Ich habe ca. Anfang April einen vergrößerten Hoden bei mir festgestellt. Zunächst dachte man natürlich an nichts böses und hat ein paar Tage gewartet, in der Hoffnung, dass die Schwellung wieder zurück geht.
Als die Schwellung nicht besser, sondern sogar noch wesentlich größer wurde habe ich einen Termin beim Urologen gemacht. Das Internet gab alle möglichen Antworten für eine vergrößerten Hoden, allerdings bin ich immer wieder auf nicht schmerzhafte Schwellung in Verbindung mit HK gekommen. Das brachte mich dann doch schon erheblich zum Nachdenken.

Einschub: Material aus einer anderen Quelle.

PR #954, opened 2016-03-20
WIP: Custom formatter config

mattwynne:
Currently, formatter instances fall into three categories:

1) the one that's writing to STDOUT
2) opening a file and writing to that
3) other arbitrary config (e.g. JUnit formatter)

We have an `io` argument that's passed in the constructor to v1.0-style formatters that could be one of the following:
- the STDOUT stream to write to
- the path to a file to open
- the path to the directory that the JUnit formatter is going to write files into

This is messy and confusing. This PR aims to introduce a new, per-formatter configuration structure and un-pick the old `--out` option.

### DIFF
--- a/lib/cucumber/cli/main.rb
+++ b/lib/cucumber/cli/main.rb
@@ -15,8 +15,8 @@ module Cucumber
       def initialize(args, _=nil, out=STDOUT, err=STDERR, kernel=Kernel)
         @args   = args
         @kernel = kernel
-        $stdout = @out = out
-        $stderr = @err = err
+        @out = out
+        @err = err
       end
 
       def execute!(existing_runtime = nil)
--- a/lib/cucumber/cli/main.rb
+++ b/lib/cucumber/cli/main.rb
@@ -14,9 +14,9 @@ module Cucumber
 
       def initialize(args, _=nil, out=STDOUT, err=STDERR, kernel=Kernel)
         @args   = args
-        @out    = out
-        @err    = err
         @kernel = kernel
+        $stdout = @out = out
+        $stderr = @err = err
       end
 
       def execute!(existing_runtime = nil)
--- a/features/docs/extending_cucumber/custom_formatter.feature
+++ b/features/docs/extending_cucumber/custom_formatter.feature
@@ -60,6 +60,7 @@ Feature: Custom Formatter
       {"foo"=>"bar", "one"=>"two"}
       """
 
+  @spawn
   Scenario: Support legacy --out
     Given a file named "features/support/custom_formatter.rb" with:
       """
@@ -67,7 +68,7 @@ Feature: Custom Formatter
         class Formatter
           def initialize(config, options={})
             config.on_event Cucumber::Events::FinishedTesting do |event|
-              puts options["out"]
+              $stdout.puts options["out"]
             end
           end
         end
@@ -76,13 +77,14 @@ Feature: Custom Formatter
     When I run `cucumber features/f.feature --format MyCustom::Formatter --out foo.file`
     Then it should pass with exactly:
       """
-      foo.file
       Deprecated: Please don't use --out, but pass the formatter options like this instead:
 
         --format junit,out=path/to/output
+      foo.file
 
       """
 
+  @spawn
   Scenario: Setting output using the new style per-formatter options
     Given a file named "features/support/custom_formatter.rb" with:
       """
@@ -90,7 +92,7 @@ Feature: Custom Formatter
         class Formatter
           def initialize(config, options={})
             config.on_event Cucumber::Events::FinishedTesting do |event|
-              puts options["out"]
+              $stdout.puts options["out"]
             end
           end
         end
--- a/features/docs/extending_cucumber/custom_formatter.feature
+++ b/features/docs/extending_cucumber/custom_formatter.feature
@@ -41,6 +41,48 @@ Feature: Custom Formatter
 
       """
 
+  Scenario: Custom config
+    Given a file named "features/support/custom_formatter.rb" with:
+      """
+      module MyCustom
+        class Formatter
+          def initialize(config, options={})
+            config.on_event Cucumber::Events::FinishedRunningTests do |event|
+              puts options.inspect
+            end
+          end
+        end
+      end
+      """
+    When I run `cucumber features/f.feature --format MyCustom::Formatter,foo=bar,one=two`
+    Then it should pass with exactly:
+      """
+      { "foo": "bar", "one": "two" }
+      """
+
+  Scenario: Support legacy --out
+    Given a file named "features/support/custom_formatter.rb" with:
+      """
+      module MyCustom
+        class Formatter
+          def initialize(config, options={})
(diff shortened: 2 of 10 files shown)


mattwynne:
Ping @maxmeyer - I'll coach you to fix this :+1:

maxmeyer:
@mattwynne I've got two ideas to capture the output of cucumber:

1. Spawn cucumber as normal command - this would not use the InProcess-feature of aruba and just write the output to STDOUT via puts
2. Write the output to a file and check it with `Then the file should contain:`

Or do you have got another idea? What would you prefer?

lib/cucumber/cli/main.rb
```diff
@@ -14,9 +14,9 @@ def execute(args)
 
       def initialize(args, _=nil, out=STDOUT, err=STDERR, kernel=Kernel)
         @args   = args
-        @out    = out
-        @err    = err
         @kernel = kernel
+        $stdout = @out = out
+        $stderr = @err = err
```
maxmeyer: those lines will be removed, when we agree about how to fix the tests.

dg-ratiodata:
@mattwynne I'm a bit out of time. Hope to find a time slot soon to work on this again.

dg-ratiodata:
@danascheider Dana, I saw you working on the CLI code of cucumber? Would you mind to take over this PR?
@mattwynne I would like to spend the bit of my spare time which is left on `aruba`

1. I saw a lot of changes happening to the CLI code
2. I got in involved in a big offline project of my hiking and climbing club
3. Unfortunately I don't have a enough time to catch up with the new code. Sorry!

danascheider:
I might be able to take this on. I just finished one PR but as I recall, I had committed to two, so I want to figure out what was on my docket next before I take anything else on.

dg-ratiodata:
Yeah, I totally understand that. Thanks anyway.

mattwynne:
@nodo this would also be a great one to finish off if you can wrap your head around it.

charlierudolph:
@mattwynne this just caught my eye and wanted to let you know how `cucumber-js` does things / is planning on doing things. 

In preparing cucumber-js 2.0, I'm planning to add in a `--format-option <JSON>` to specify options that get passed to all formatters. Went with JSON for ultimate flexibility and I will be suggesting people only use in profiles, where they can build the options as an object and convert it to JSON.

Very interesting idea of allowing users to pass options when specifying the formatter. I do want to be able to specify options for just one formatter but like having a way to specify options used for  all formatters. Mainly because the pretty / progress / summary all have some shared options.

The output path is engrained in `cucumber-js` when specifying the [format](https://github.com/cucumber/cucumber-js/blob/v1.3.0/docs/cli.md#formatters), though our syntax is also dependent on not having a `:` in the format name.

mattwynne:
Thanks @charlierudolph - it would be great to converge our UIs as much as possible, though JSON on the CLI seems a bit un-idiomatic to me... maybe I'm old-school? Anyway, the hard work here is cleaning up the constructor interface on the formatters, which is internal stuff. Once that's done we'll be free to try out different ways of passing in the options.

charlierudolph:
I do hate JSON on the CLI but if you only do it in the profile and are thus writing it only once, it wouldn't be bad. My main reason for doing it was we already have a json option for passing parameters to a custom world constructor (for people to use instead of env variables) and part of that request included sending an array parameter.

nodo:
@mattwynne , I will be happy to pick it up. I will start going through it in the next days.

nodo:
FYI: I have rebase this branch onto master and push my branch https://github.com/cucumber/cucumber-ruby/tree/nodo/clean-up-formatter-config . I didn't want to force push because the diff is quite big and I am not sure how many people are working on this branch.

mattwynne:
@nodo AFAIK only @dg-ratiodata was working on it and he's stopped so I think you'd be fine to force push. If you'd prefer a clean slate you could create a new branch / PR in this repo too.

maxmeyer:
I was the only one working on it. Go ahead! Cheers, Dennis

Am 4. Oktober 2016 19:15:41 MESZ, schrieb Matt Wynne <notifications@github.com>:

nodo:
@mattwynne I think I would be able to progress on that in during next days. However, I have a question. Should the "out_stream" be part of `config` or `options`.

I am looking at built-in formatters and I am quite confused. `json` formatter has `config.out_stream`. While `html` has:
```
      def initialize(runtime, path_or_io, options)
        @io = ensure_io(path_or_io)
         [...]
      end
```

Should we refactor this as well?

brasmusson:
@nodo The `pretty` and `html` formatters are the two formatters still not [re-written against the new API](https://github.com/cucumber/cucumber-ruby/issues/839), therefore they are instantiated with the `legacy_api` [here](https://github.com/cucumber/cucumber-ruby/blob/master/lib/cucumber/runtime.rb#L199-L204), instead of [here](https://github.com/cucumber/cucumber-ruby/blob/master/lib/cucumber/runtime.rb#L196-L197). It is possible that that the `pretty` and `html` formatters will not be re-written against the new API, before replaced by binary distributed formatters common to all Cucumber implementations, see https://github.com/cucumber/cucumber-pretty-formatter for that initiative.

My advice is to leave the `pretty` and `html` formatters out of the scope of this PR, and focus on the rest of the formatters that are using the new API and are not instantiated with the `legacy_api`.

nodo:
Thanks for the pointers @brasmusson ! Just to be sure, the goal of this PR is allow to pass options for CLI like:
```
--format MyFormatter,key=value
```
One of these options could be `out=path/to/file`.

The custom formatters will get 2 parameters:
- config (with out_stream method)
- options (which is the options passed to the formatter)

What do you think?

mattwynne:
@nodo this is complex and needs some careful thought so we can more likely get the API right this time.

There are a few rules / variables at play here.

1) at least one of the formatters will have control of STDOUT to write to the user's console
2) formatters that write to an output stream could either be writing the main console formatter or be connected to a file. They should probably not know or care which.
3) Not all formatters write to an output stream. e.g. the JUnit formatter, which writes various files into a folder. I can imagine others that write to databases or message queues.

At the moment, the "new" API Bjorn refers to is to pass a copy of the global `config` to each formatter's constructor, customised with the out_stream set to either STDOUT (if we've decided it's the main console formatter) or to the output file, if one was specified in the CLI options using the `--out` flag.

What I suggest is that you limit this PR to adding custom formatter options, and leave the `--out` flag behaviour as it is for now. We can then change the JUnit formatter to use it's own `--path` option, so that we can stop doing this ugly `path_or_io` thing.

It will be easier to think about the next step once we've done that. WDYT?

nodo:
Thanks for the explanation @mattwynne. I agree, I think it is better to focus on adding custom formatter options. I will think about the output stream problem as well and I could tackle it as next steps.

nodo:
@mattwynne @brasmusson as discussed I have opened a PR to add per-formatter options (https://github.com/cucumber/cucumber-ruby/pull/1058). Any comments or remarks is welcome, hope it will be useful.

Am 24.04. hatte ich dann meinen Termin beim Urologen. Nach einem kurzen "Oh" und einer schnellen Ultraschalluntersuchung bestätigte mir der Arzt meinen Verdacht. Mein Urologe hat sofort einen Termin im KH gemacht und mir mitgeteilt, dass der betroffene Hoden entfernt werden muss. Op Termin war direkt morgens am 27.04.

Ich war natürlich erstmal am Boden zerstört und auch entsprechend geschockt. Die nächsten Tage kamen einem vor wie ein Traum. Richtig realisieren konnte man das ganze nicht. Ich war und bin froh, dass meine Frau da ist und mich jederzeit unterstützt hat. So eine Stütze im Leben nimmt einem viel Angst und gibt einem Mut.

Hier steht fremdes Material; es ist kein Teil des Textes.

PR #957, opened 2016-03-22
Load gems from local Gemfile which is not part of the repository

maxmeyer:
## Description

I normally use some gems for debugging etc. which are quite "individual". This PR adds the possibility to have an local `Gemfile.local` which is not part of the cucumber repository. In this Gemfile a developer can have "his/her" private gems which are not shared with the community because each developer has his/her own workflow/tool chain.

Using a git ignored `Gemfile.local` gives developers a "convenient" way to have their own gems installed - e.g `pry` + `byebug` - while not littering the projects `Gemfile` with developer's specific gems. If you're interested I can also submit a PR for cucumber-ruby-core.

## Motivation and Context

Developer can have "his/her" private gems which are not shared with the community because each developer has his/her own workflow/tool chain.

## How Has This Been Tested?

Tested locally with own `Gemfile.local`

## Types of changes

## Checklist:

Any thoughts about this?

### DIFF
--- a/.gitignore
+++ b/.gitignore
@@ -29,3 +29,4 @@ Gemfile.lock
 tags
 .ruby-version
 .project
+Gemfile.local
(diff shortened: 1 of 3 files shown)


maxmeyer:
The build error is not related to this PR. The `mime-types`-gem makes the build fail for rubies < 2. I send you another PR to fix this.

Die OP am 27.04. verlief ohne Komplikationen. Die Details spare ich mir, allerdings hatte ich sehr viel Angst, da ich auch noch nie operiert wurde und ich nicht wusste was mich erwarten würde. Die Ärzte haben mir allesamt sehr viel Mut zugesprochen. "Wenn man sich einen Krebs aussuchen dürfte, dann Hodekrebs!"

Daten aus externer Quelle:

PR #958, opened 2016-03-23
Set $stderr/$stdout to mocked io in runner

maxmeyer:
Set $stderr/$stdout to mocked io in runner

## Description

Set $stderr/$stdout to mocked io in runner so that the output is captured correctly if someone uses $stdout.puts or $stderr.puts inside cucumber. This trival changes makes testing output on $stderr/$stdout a lot of easier. Otherwise some quirks are needed to capture and check them using steps from `aruba`.

I found that one while implementing the new `options`-API for formatters. Without that change testing is cumbersome.

## Motivation and Context

I would like to be able to capture `puts` output to make feature https://github.com/cucumber/cucumber-ruby/pull/954/files#diff-61df043d3516e6b2647a8c992f671037R70 pass.

## How Has This Been Tested?

* Tested via cucumber run
* I verified the output of cucumber

## Types of changes

## Checklist:

### DIFF
--- a/lib/cucumber/cli/main.rb
+++ b/lib/cucumber/cli/main.rb
@@ -14,9 +14,9 @@ module Cucumber
 
       def initialize(args, _=nil, out=STDOUT, err=STDERR, kernel=Kernel)
         @args   = args
-        @out    = out
-        @err    = err
         @kernel = kernel
+        $stdout = @out = out
+        $stderr = @err = err
       end
 
       def execute!(existing_runtime = nil)


mattwynne:
I don't understand the use-case for this. Can you show me the code that needs it?

maxmeyer:
Sorry, that I was not that explicit about the reason behind the change.

1. `cucumber` uses aruba's `InProcess`-feature
2. In `lib/cucumber/cli/main.rb` a user can pass STDOUT and STDERR. This is used for the tests
3. In https://github.com/cucumber/cucumber-ruby/pull/954/files#diff-61df043d3516e6b2647a8c992f671037R70 I need to output information. I see two options for this

  1. Use `config.out_stream.print`
  2. Use `puts`

  Unfortunately `#out_stream` is not really an option for this example. It refers to the `out`-file. `puts`'s output is not captured by the `Then it should pass with exactly:` step, since `puts` does not use the the StringIO-object passed into `Cli::Main.new`.

If I change the code of `Cli::Main.new` to also set `$stdout` and/or `$stderr` all output generated by `$stderr.puts`, `$stdout.puts` and `puts` is captured and can be validated by `Then it should pass with exactly:` step.

I also added an description to `aruba`'s documentation some time ago. Hope this also makes things clearer: https://github.com/cucumber/aruba/blob/0a3bffa5817911b4f72e9bb286582fb325d75780/features/steps/command/in_process.feature#L315.

maxmeyer:
The failing test is not related to this PR. It's `mime-types` which fails on ruby < 2.0.0 I send you another PR to fix that.

mattwynne:
Right I think I understand. You want a way to print to the process's STDOUT from the custom formatter created in the test scenario so that you can validate the behaviour of the code you're testing by reading STDOUT. You can't just use `puts` because way Cucumber captures calls to `puts` and sends them through the formatters (and thus into the output file).

Did you consider using `$stderr.puts` directly in the custom formatter? I think that's what I normally do when I want to circumvent the `puts` capture.

dg-ratiodata:
> You want a way to print to the process's STDOUT from the custom formatter created in the test scenario so that you can validate the behaviour of the code you're testing by reading STDOUT. 

Exactly. But I also tried STDERR via $stderr.

> You can't just use puts because way Cucumber captures calls to puts and sends them through the formatters (and thus into the output file).

When I remember correctly only `config.out_stream.print` sends output to the output file. Which is expected for this test case.

> Did you consider using $stderr.puts directly in the custom formatter? I think that's what I normally do when I want to circumvent the puts capture.

Yes. I tried all three and they all fail.

* `$stderr.puts`
* `$stdout.puts`
* `puts`

*Background:*

In `aruba` we pass in [`StringIO`](https://github.com/cucumber/aruba/blob/018b486a96c7279da0e83b06e8f05cd604dcc38b/lib/aruba/processes/in_process.rb#L67)'s to `cucumber`'s [runner](https://github.com/cucumber/cucumber-ruby/blob/master/lib/cucumber/cli/main.rb#L15). In the steps we use all output written to those `StringIO`-objects. Or with other words `aruba` mocks stdout/stderr via arguments in `Cucumber::Cli::Main.new`. Those passed objects are used for all latter tests in the steps.

*Problem*

Without the change proposed in this PR, the following is true - at least from my understanding. This seems to be proofed because without the change using `puts/$stderr.puts` the output of cucumber is cluttered.

~~~
$stderr != @stderr # from Aruba
$stdout != @stdout # from Aruba
$stderr == STDERR
$stdout == STDOUT
~~~

*One possible solution* 

Within the `Main`-class you've got access to `@err` e.g. [in this line](https://github.com/cucumber/cucumber-ruby/blob/master/lib/cucumber/cli/main.rb#L45), but not in other "contexts", because `@err`/`@out` not passed down to other classes. I think the best we can do is overwriting `$stderr` and `$stdout` since they are global and accessible from each and every context.

With this PR merged:

~~~
$stderr == @stderr # from Aruba
$stdout == @stdout # from Aruba
~~~

And even a simple `puts` works - at least with ruby 2.3.0.

Does this makes sense to you @mattwynne

mattwynne:
I'm still finding this one a bit difficult to parse, sorry @maxmeyer.

What it comes down to, is that I'm very uncomfortable setting global variables inside this class. If you really need them to be set, can't you do that yourself in the client code?

maxmeyer:
@mattwynne Will have a look at that.

mattwynne:
I understand the problem now, and I think this is the wrong solution.

We need to fix Aruba's InProcess adapter to do this (or something like it) itself, don't we?

dg-ratiodata:
> We need to fix Aruba's InProcess adapter to do this (or something like it) itself, don't we?

Yeah, that seems to be the best idea.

Da ich am Freitag operiert wurde musste ich fast 1,5 Wochen auf den Befund warten. Die pathologische Untersuchung ergab
- Klassisches Seminom pT1 R0 L0 V0 Mx
- Keine Tumormarker (nicht ungewöhnlich bei einem klassisches Seminom)
- ca. 5,5 cm groß
- beginnende Infiltration des Rete testis
- Biopsie des anderen Hoden tumorfrei


Nach einem Gespräch mit dem Urologen dann erstmal eine Ernüchterung. Klassisches Seminom ist nicht so aggressiv und streut eher selten. Allerdings ist die Tumorgröße schon erhöht und die beginnende Infiltration der Rete testis machten ihm Sorgen.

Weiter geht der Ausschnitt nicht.